#### [PROMPT]
Count each line below that has "DownwardMessageQueues" anywhere in it. Answer with the total alone.

#### [THE DATA]
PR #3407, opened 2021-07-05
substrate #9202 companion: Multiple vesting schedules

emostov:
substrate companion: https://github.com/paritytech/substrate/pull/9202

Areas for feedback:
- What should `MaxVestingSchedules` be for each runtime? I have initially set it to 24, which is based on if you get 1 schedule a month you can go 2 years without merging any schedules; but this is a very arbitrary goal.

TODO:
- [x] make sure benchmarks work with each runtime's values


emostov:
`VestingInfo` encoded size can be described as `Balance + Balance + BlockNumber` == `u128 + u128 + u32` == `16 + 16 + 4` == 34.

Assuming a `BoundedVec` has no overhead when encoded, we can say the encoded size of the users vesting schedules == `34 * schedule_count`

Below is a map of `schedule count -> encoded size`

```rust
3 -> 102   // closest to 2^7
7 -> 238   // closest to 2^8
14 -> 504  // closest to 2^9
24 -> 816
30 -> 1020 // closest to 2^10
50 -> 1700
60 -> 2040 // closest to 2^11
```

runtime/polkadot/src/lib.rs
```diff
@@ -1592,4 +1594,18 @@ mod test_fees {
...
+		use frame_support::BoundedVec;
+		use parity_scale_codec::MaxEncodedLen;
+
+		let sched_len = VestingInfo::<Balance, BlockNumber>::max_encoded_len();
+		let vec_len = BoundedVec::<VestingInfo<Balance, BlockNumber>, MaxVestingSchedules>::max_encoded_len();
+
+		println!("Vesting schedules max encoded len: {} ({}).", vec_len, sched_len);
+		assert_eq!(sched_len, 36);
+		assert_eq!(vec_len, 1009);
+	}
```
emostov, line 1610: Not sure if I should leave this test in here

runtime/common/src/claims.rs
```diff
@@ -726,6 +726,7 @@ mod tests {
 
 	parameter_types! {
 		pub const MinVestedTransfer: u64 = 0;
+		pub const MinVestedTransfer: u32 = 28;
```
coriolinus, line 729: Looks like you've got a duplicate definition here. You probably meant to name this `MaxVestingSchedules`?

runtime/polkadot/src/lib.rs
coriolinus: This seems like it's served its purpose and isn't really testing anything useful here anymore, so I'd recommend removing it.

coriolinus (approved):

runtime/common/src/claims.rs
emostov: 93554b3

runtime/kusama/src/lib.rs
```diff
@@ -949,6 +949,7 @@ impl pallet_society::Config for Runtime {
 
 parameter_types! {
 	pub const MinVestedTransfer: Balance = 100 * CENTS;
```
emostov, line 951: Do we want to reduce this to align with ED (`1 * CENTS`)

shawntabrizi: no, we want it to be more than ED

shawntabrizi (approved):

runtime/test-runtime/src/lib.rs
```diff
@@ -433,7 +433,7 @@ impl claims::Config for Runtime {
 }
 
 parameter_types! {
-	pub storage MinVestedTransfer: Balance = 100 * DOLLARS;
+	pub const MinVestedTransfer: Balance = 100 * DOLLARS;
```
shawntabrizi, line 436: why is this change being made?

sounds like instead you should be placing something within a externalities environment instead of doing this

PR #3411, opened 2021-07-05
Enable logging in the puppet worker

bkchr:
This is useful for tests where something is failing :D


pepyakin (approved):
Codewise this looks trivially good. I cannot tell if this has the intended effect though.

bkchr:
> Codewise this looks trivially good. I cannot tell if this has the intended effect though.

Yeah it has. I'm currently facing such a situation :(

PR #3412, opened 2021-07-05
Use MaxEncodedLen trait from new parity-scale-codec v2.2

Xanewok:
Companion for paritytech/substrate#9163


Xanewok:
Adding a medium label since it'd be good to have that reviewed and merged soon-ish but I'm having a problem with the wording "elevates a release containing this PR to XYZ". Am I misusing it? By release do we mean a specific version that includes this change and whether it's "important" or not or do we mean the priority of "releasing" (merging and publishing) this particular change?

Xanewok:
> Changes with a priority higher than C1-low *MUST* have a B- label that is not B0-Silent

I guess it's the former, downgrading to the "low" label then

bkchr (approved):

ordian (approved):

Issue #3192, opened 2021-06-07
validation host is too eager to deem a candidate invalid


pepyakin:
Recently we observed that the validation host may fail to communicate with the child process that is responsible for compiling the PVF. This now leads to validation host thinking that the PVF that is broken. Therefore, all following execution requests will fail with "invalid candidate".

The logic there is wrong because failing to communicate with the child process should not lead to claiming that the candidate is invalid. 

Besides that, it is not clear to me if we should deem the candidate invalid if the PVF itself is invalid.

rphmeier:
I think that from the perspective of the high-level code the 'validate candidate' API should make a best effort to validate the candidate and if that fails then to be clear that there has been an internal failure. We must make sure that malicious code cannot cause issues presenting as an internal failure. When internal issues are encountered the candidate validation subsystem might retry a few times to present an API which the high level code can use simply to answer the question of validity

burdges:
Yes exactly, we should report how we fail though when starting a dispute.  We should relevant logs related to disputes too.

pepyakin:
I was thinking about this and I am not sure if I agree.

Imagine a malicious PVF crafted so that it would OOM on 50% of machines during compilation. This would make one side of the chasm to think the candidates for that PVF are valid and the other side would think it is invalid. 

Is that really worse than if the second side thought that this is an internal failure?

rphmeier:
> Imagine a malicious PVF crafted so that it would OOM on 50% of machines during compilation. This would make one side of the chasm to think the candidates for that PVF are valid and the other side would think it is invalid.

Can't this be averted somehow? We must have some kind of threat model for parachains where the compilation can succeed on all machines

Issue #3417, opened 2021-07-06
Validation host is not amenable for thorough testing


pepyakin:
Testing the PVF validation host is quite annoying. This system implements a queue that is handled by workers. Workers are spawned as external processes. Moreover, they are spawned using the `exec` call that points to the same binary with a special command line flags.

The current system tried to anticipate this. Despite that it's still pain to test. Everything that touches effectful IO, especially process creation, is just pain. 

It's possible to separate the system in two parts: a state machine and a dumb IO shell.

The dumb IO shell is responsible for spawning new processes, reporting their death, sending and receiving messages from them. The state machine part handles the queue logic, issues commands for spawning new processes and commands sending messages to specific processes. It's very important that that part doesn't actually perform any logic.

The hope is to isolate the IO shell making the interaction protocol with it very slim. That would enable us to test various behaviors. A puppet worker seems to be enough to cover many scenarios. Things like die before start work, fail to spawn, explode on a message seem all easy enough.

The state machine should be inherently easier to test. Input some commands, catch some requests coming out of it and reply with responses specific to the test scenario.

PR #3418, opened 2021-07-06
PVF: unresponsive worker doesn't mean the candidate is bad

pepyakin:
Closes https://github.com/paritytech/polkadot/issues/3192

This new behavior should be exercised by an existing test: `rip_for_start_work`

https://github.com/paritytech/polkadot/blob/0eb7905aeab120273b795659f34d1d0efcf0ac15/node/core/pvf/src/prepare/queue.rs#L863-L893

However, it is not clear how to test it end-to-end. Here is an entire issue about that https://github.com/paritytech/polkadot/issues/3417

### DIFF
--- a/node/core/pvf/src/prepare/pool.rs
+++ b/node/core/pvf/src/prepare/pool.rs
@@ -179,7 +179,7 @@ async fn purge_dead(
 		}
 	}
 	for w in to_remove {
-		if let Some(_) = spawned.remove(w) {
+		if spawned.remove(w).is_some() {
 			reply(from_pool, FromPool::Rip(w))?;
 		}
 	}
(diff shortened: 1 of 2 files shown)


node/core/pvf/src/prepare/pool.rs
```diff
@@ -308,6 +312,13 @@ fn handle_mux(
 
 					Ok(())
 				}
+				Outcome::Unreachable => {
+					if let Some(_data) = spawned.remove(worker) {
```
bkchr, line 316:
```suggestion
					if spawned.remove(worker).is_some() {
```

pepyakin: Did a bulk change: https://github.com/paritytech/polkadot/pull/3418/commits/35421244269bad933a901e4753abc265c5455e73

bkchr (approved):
--
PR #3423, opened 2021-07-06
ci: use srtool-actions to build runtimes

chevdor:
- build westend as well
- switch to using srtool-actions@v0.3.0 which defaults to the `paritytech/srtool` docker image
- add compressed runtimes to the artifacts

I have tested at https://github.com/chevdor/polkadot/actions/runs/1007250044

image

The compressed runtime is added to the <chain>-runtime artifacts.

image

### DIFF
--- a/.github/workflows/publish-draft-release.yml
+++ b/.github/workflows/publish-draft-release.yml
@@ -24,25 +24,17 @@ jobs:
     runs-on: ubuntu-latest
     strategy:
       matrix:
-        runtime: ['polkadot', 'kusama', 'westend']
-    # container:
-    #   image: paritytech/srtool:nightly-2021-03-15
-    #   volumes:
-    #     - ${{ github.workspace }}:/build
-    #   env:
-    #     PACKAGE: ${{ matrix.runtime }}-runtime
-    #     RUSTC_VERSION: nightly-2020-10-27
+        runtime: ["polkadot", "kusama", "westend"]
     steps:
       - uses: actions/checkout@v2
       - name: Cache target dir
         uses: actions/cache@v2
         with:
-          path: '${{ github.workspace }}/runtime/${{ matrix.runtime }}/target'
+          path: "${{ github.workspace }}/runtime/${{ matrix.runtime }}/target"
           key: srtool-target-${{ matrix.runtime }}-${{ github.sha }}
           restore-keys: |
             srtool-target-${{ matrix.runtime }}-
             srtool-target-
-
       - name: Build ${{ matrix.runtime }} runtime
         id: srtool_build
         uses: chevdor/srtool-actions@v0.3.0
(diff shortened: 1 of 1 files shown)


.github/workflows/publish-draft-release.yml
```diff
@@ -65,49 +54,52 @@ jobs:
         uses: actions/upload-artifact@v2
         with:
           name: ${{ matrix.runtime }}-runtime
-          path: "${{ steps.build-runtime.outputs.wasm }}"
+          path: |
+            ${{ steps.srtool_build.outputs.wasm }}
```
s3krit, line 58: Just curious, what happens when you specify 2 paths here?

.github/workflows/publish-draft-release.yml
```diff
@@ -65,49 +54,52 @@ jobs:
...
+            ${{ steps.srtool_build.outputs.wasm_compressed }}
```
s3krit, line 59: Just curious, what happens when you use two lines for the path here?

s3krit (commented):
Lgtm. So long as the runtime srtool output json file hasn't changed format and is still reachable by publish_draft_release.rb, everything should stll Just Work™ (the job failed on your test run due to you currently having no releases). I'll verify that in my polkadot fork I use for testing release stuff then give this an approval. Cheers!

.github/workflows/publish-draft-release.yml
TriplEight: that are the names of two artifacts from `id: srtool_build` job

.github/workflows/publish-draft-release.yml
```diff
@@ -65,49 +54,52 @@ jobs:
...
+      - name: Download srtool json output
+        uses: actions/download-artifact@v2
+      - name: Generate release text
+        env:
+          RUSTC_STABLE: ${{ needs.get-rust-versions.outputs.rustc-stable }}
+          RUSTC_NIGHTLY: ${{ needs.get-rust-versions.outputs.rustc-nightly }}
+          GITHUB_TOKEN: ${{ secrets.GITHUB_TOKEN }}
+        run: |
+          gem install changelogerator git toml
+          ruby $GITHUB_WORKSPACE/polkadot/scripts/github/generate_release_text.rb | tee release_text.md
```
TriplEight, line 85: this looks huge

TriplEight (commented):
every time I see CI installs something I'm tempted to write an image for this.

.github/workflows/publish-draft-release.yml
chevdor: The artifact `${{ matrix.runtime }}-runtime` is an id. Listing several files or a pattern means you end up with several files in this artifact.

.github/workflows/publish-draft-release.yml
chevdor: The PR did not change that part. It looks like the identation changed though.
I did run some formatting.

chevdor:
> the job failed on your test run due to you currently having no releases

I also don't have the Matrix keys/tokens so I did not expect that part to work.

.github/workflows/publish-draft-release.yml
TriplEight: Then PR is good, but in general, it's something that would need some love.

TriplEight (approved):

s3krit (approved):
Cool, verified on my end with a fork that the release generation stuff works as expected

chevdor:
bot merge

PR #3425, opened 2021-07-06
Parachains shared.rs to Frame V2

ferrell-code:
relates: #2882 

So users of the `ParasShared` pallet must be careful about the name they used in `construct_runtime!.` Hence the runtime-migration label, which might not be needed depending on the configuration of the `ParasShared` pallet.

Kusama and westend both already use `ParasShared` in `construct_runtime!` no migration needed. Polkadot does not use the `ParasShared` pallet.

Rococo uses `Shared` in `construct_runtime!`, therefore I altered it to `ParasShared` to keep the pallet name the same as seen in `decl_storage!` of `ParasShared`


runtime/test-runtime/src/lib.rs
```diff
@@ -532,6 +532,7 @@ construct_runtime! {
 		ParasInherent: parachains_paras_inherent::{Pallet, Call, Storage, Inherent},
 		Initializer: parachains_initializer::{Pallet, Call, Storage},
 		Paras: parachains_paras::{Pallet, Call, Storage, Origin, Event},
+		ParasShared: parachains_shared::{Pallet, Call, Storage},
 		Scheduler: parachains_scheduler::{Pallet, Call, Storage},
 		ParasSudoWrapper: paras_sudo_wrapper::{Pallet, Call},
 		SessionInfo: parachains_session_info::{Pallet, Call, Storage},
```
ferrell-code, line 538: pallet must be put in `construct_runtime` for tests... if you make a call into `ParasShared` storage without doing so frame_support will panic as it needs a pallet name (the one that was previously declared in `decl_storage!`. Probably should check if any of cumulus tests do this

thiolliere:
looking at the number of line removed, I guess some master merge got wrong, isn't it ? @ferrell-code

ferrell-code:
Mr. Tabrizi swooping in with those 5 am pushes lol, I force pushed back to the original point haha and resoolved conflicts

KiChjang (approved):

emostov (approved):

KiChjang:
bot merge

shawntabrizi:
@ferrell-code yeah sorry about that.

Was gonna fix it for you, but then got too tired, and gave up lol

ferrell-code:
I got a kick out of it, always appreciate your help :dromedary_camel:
---
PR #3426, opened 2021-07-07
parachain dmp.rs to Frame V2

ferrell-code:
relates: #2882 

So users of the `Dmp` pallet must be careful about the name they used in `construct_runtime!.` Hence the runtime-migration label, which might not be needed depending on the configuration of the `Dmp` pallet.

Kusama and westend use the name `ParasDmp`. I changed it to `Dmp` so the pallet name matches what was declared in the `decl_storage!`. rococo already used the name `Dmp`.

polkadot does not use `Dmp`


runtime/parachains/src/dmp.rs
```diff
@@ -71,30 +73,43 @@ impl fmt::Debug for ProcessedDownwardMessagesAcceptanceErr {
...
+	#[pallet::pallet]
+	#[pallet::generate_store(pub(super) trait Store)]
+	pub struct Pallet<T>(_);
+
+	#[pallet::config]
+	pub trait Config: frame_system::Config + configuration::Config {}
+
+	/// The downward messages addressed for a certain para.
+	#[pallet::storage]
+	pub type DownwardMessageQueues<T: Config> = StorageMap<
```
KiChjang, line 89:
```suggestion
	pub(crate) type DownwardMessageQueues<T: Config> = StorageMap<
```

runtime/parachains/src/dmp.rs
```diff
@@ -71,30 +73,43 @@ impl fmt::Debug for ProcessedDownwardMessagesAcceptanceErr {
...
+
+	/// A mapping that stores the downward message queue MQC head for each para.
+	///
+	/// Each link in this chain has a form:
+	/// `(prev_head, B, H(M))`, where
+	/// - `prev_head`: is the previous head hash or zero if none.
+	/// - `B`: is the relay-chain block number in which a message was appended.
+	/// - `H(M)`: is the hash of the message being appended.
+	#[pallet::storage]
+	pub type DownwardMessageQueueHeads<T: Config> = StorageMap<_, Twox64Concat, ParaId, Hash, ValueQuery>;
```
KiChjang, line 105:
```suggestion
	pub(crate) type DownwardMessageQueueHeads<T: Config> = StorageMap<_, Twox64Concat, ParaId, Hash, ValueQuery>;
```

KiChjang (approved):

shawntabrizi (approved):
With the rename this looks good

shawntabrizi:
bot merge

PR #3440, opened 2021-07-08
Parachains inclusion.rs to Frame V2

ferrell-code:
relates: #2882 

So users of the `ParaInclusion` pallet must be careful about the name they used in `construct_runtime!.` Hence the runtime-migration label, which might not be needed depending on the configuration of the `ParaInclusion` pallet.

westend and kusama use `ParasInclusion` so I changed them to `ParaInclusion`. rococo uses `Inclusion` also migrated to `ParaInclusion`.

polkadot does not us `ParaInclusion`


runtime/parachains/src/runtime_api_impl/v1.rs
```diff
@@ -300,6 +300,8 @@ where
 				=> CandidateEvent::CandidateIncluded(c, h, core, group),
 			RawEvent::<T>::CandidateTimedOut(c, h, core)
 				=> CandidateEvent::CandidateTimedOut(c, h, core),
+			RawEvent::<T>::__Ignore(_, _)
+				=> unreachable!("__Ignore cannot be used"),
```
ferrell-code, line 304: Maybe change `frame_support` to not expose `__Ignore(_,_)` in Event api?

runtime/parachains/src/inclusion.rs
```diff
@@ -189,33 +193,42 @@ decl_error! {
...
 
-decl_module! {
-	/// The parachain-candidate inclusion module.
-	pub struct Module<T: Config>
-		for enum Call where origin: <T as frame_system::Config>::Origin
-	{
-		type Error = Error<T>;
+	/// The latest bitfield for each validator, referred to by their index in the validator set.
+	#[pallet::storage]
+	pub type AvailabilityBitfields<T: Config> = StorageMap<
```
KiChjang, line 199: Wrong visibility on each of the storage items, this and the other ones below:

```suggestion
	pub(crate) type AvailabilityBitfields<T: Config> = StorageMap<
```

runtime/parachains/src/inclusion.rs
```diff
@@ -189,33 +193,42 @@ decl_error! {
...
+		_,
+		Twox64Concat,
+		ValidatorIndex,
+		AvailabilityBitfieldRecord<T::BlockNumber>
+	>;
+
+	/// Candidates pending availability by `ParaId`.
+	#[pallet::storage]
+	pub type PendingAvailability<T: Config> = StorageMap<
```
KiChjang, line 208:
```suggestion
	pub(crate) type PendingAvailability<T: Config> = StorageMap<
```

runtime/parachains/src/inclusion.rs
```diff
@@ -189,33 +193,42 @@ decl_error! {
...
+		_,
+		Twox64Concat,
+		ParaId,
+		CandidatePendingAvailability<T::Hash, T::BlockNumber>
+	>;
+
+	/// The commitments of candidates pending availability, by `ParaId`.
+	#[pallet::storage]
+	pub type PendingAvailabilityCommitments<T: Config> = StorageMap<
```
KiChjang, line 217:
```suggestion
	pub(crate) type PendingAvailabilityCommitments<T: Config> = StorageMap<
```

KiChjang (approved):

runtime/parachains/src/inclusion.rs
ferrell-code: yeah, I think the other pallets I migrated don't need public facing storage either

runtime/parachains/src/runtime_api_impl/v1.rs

#### [RESPONSE TO THIS EXERCISE]
2